PR #11755, opened 2021-08-18
fix(lsp): better handling of languageId

### LINKED ISSUE #11521: feature requests(lsp): Fallback on invalid languageId
Currently, the only valid `languageId` for "textDocument/didOpen" requests are "javascript", "javascriptreact", "typescript", "typescriptreact", "json", "jsonc", and "markdown".
LSP's TypeScript diagnostics are also displayed when an invalid `languageId` (eg "github markdown") is passed.

How about hiding TypeScript diagnostics or throwing an error if the `languageId` is invalid?

### LINKED ISSUE #11742: lsp: support non standard language IDs
The [Nova](https://nova.app) text editor for mac utilizes the LSP but unfortunately for some languages it uses different syntax identifiers than is [standard for LSP](https://microsoft.github.io/language-server-protocol/specifications/specification-current/#textDocumentItem):

- `jsx` vs `javascriptreact`
- `tsx` vs `typescriptreact`

The Deno language server only understands the standard ones, and errors at initialization when you use `jsx` or `tsx`. This makes it difficult for us to make Deno extensions for Nova.

I've [reported the problem in the Nova dev forum](https://devforum.nova.app/t/how-to-workaround-nova-syntax-ids-differing-with-a-language-server/1100), but I really doubt Nova would change the syntax identifiers their ecosystem is build around at this point. I suggested that instead of both Nova and the language server using the same syntax identifiers, the Nova [`LanguageClient`](https://docs.nova.app/api-reference/language-client/#constructoridentifier-name-serveroptions-clientoptions) constructor client options parameter `syntaxes` option should be changed to an object with keys and values that map Nova syntax identifiers to language server identifiers. Nova has a very small team of devs (only 1 full time at the moment) so this feature request might take a long time to be implemented, if ever.

`javascriptreact` and `typescriptreact` are pretty gross identifiers as people use JSX and TSX in non-React projects, so I can see other editors in the future using the more semantically correct (although non-standard) `jsx` and `tsx`.

Would Deno consider supporting the `jsx` and `tsx` identifiers out of the box as aliases for `javascriptreact` and `typescriptreact`?

If not, how about allowing syntax identifier aliases to be a configuration option?

_Originally posted by @jaydenseric in https://github.com/denoland/deno/issues/11521#issuecomment-900036748_

kitsonk:
This adds a `LanguageId::Unknown` which better aligns to mapping to `MediaType`.  Also we were defaulting to `LanguageId::TypeScript` when we encountered an unknown/unsupported language id.  This cause diagnostics to appear in the file from tsc, even though it should have been considered "undiagnosable".

This also adds support for `"jsx"` and `"tsx"` language IDs.

Fixes #11521
Fixes #11742

### DIFF
--- a/cli/lsp/README.md
+++ b/cli/lsp/README.md
@@ -22,6 +22,7 @@ There are several settings that the language server supports for a workspace:
 - `deno.cache`
 - `deno.config`
 - `deno.importMap`
+- `deno.internalDebug`
 - `deno.codeLens.implementations`
 - `deno.codeLens.references`
 - `deno.codeLens.referencesAllFunctions`
@@ -159,3 +160,21 @@ client:
     suggestions: boolean;
   }
   ```
+
+## Language IDs
+
+The language server supports diagnostics and formatting for the following
+language IDs:
+
+- `"javascript"`
+- `"javascriptreact"`
+- `"jsx"` _non standard_
+- `"typescript"`
+- `"typescriptreact"`
+- `"tsx"` _non standard_
+
+The language server supports only formatting for the following language IDs:
+
+- `"json"`
+- `"jsonc"`
+- `"markdown"`
--- a/cli/lsp/README.md
+++ b/cli/lsp/README.md
@@ -164,14 +164,14 @@ client:
 ## Language IDs
 
 The language server supports diagnostics and formatting for the following
-language IDs:
+[text document language IDs](https://microsoft.github.io/language-server-protocol/specifications/specification-current/#textDocumentItem):
 
 - `"javascript"`
 - `"javascriptreact"`
-- `"jsx"` _non standard_
+- `"jsx"` _non standard, same as `javascriptreact`_
 - `"typescript"`
 - `"typescriptreact"`
-- `"tsx"` _non standard_
+- `"tsx"` _non standard, same as `typescriptreact`_
 
 The language server supports only formatting for the following language IDs:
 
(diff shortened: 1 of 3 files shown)


dsherret (approved):
+1 LGTM

cli/lsp/README.md
```diff
@@ -159,3 +160,21 @@ client:
...
   ```
+
+## Language IDs
+
+The language server supports diagnostics and formatting for the following
+language IDs:
+
+- `"javascript"`
+- `"javascriptreact"`
+- `"jsx"` _non standard_
```
bartlomieju, line 171: Maybe add note that it's the same as `javascriptreact`?

cli/lsp/README.md
```diff
@@ -159,3 +160,21 @@ client:
...
+- `"typescript"`
+- `"typescriptreact"`
+- `"tsx"` _non standard_
```
bartlomieju, line 174: Ditto

bartlomieju (approved):
LGTM, too

cli/lsp/README.md
kitsonk: Because they are non-standard: https://microsoft.github.io/language-server-protocol/specifications/specification-current/#textDocumentItem. I didn't want to get into what they do here, as I would prefer they not be used and it is an "internal" concern.

I will link to the standard.

kitsonk: Actually, upon refelction I will do both. 👍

Assignment: Repeat exactly the lines from the first line of the records above through the line containing "The Deno language", both included, and nothing else.

Result of the exercise:
PR #11755, opened 2021-08-18
fix(lsp): better handling of languageId

### LINKED ISSUE #11521: feature requests(lsp): Fallback on invalid languageId
Currently, the only valid `languageId` for "textDocument/didOpen" requests are "javascript", "javascriptreact", "typescript", "typescriptreact", "json", "jsonc", and "markdown".
LSP's TypeScript diagnostics are also displayed when an invalid `languageId` (eg "github markdown") is passed.

How about hiding TypeScript diagnostics or throwing an error if the `languageId` is invalid?

### LINKED ISSUE #11742: lsp: support non standard language IDs
The [Nova](https://nova.app) text editor for mac utilizes the LSP but unfortunately for some languages it uses different syntax identifiers than is [standard for LSP](https://microsoft.github.io/language-server-protocol/specifications/specification-current/#textDocumentItem):

- `jsx` vs `javascriptreact`
- `tsx` vs `typescriptreact`

The Deno language server only understands the standard ones, and errors at initialization when you use `jsx` or `tsx`. This makes it difficult for us to make Deno extensions for Nova.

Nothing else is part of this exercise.